|[11 earlier articles]|
|Re: Looking for symbol table hashing algorithm firstname.lastname@example.org (1998-07-10)|
|Re: Looking for symbol table hashing algorithm email@example.com (1998-07-10)|
|Re: Looking for symbol table hashing algorithm firstname.lastname@example.org (1998-07-10)|
|Re: Looking for symbol table hashing algorithm email@example.com (David Chase) (1998-07-10)|
|Re: Looking for symbol table hashing algorithm firstname.lastname@example.org (Paul Dietz) (1998-07-11)|
|Re: Looking for symbol table hashing algorithm email@example.com (Scott David Daniels) (1998-07-13)|
|Re: Looking for symbol table hashing algorithm firstname.lastname@example.org (1998-07-13)|
|Re: Looking for symbol table hashing algorithm email@example.com (Peter Wilson) (1998-07-20)|
|From:||firstname.lastname@example.org (Sean T Barrett)|
|Date:||13 Jul 1998 23:47:19 -0400|
|Organization:||The World Public Access UNIX, Brookline, MA|
|References:||98-07-030 98-07-045 98-07-084|
David Chase <email@example.com> wrote:
>Contrast this with balanced trees. If you add, say, 1000 elements to
>a balanced binary tree, you'll perform about 10 comparisons per probe.
>Those comparisons aren't cheap, especially with machine- generated
>identifiers (naturalbridge_aaaaa_01, naturalbridge_aaaaa_02, etc).
Or, compare it with traditional hashing, wherein however many probes
you'll make, you'll make that many comparisons. My pet peeve these
days is the speed of certain linkers (when they fail to be
incremental) that I work with. I wouldn't be surprised if the 200+
character name-mangled names we get from C++ are not quite the input
the linker's symbol table code was intended to support.

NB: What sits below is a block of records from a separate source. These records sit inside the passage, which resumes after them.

PR #303, opened 2020-01-27
Webpack improvemts

marusak:


marusak:
I would like to hear options about this. Then I would also apply this in Cockpit.
The second commit (suppressing logs) is something we talked that is annoying (with @allisonkarlitskaya ) as when you have some error in your code, you need to stroll a lot to see this error. With this commit it shows right up.

package.json
```diff
@@ -32,7 +32,7 @@
     "eslint-plugin-promise": "^4.2.1",
     "eslint-plugin-react": "^7.16.0",
     "eslint-plugin-standard": "^4.0.1",
-    "extract-text-webpack-plugin": "^4.0.0-beta.0",
+    "mini-css-extract-plugin": "^0.9.0",
```
martinpitt: :+1: We already did that in https://github.com/cockpit-project/cockpit/commit/dabebcab33d7 

Let's please do that in starter-kit, too.

marusak: Ah nice, was not aware that this is already in Cockpit. I'll do that in starter kit and send the logging suppression into cockpit.

PR #308, opened 2020-02-03
lib: Sync up with current Cockpit master

marusak:
The obvious difference is that items in listing are taller (have more padding):
taller


garrett:
Looks good! This fixes the fonts too.

PR #322, opened 2020-02-24
test: Clean up unexpected system podman images

martinpitt:
fedora-* ≥ 31 images start to have a cockpit/base and its parent fedora
container image in <https://github.com/cockpit-project/bots/pull/562>.
Our tests don't expect that. Keep the test strict (as we want to check
precise ordering) and remove the unexpected images instead.


martinpitt:
testBasicUser now succeeded against the new image. The other failures are unrelated to this PR.

PR #323, opened 2020-02-24
test: Fix testRunImageSystem for podman 1.8

martinpitt:
With https://github.com/containers/libpod/commit/c1e269 the default CPU
share now gets displayed as 1024 instead of 0.


martinpitt:
On the refreshed image it [now fails differently](https://logs.cockpit-project.org/logs/pull-323-20200224-214720-1c232e42-fedora-31-bots-562/log.html#7-2). I can't reproduce this yet, but it clearly uncovers an Oops. This is unrelated to this PR, though.

PR #329, opened 2020-03-03
Makefile: Drop hack for fixed kernel bug

martinpitt:
We have never observed https://bugzilla.redhat.com/show_bug.cgi?id=1762663
in Fedora 32, and it does not seem to happen with current Fedora 31 any
more either.


martinpitt:
This works for me locally, let's confirm on our CI.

The latest version of "Algorithms in C" offers a data structure called
the "Ternary Search Tree", which searches down the letters of a symbol
progressively, and looks relatively straightforward to implement, but
I've never tried it, and it's new enough that I've never heard anyone
else mention trying it. It cites this paper:
J. Bentley and R. Sedgewick, "Sorting and Searching Strings", Eighth
Symposium on Discrete Algorithms, New Orleans, January, 1997.
If I don't misunderstand, it's effectively a tree of trees (of trees
of...); the initial BST searches the first character of the input, and
on an equality comparison, a third branch of the tree leads to a new
tree for searching on the next character. Complexity for comparing a
given character occurs only where there are other keys which deviate
at exactly that point in the string.
I can't really tell yet, but it seems like it might be "the" data
structure for symbol tables which support very long symbols. (On the
other hand, its biggest advantage over hashing (if you record the full
hash value) seems to be for -misses-, since it doesn't require
examining every character of the input.)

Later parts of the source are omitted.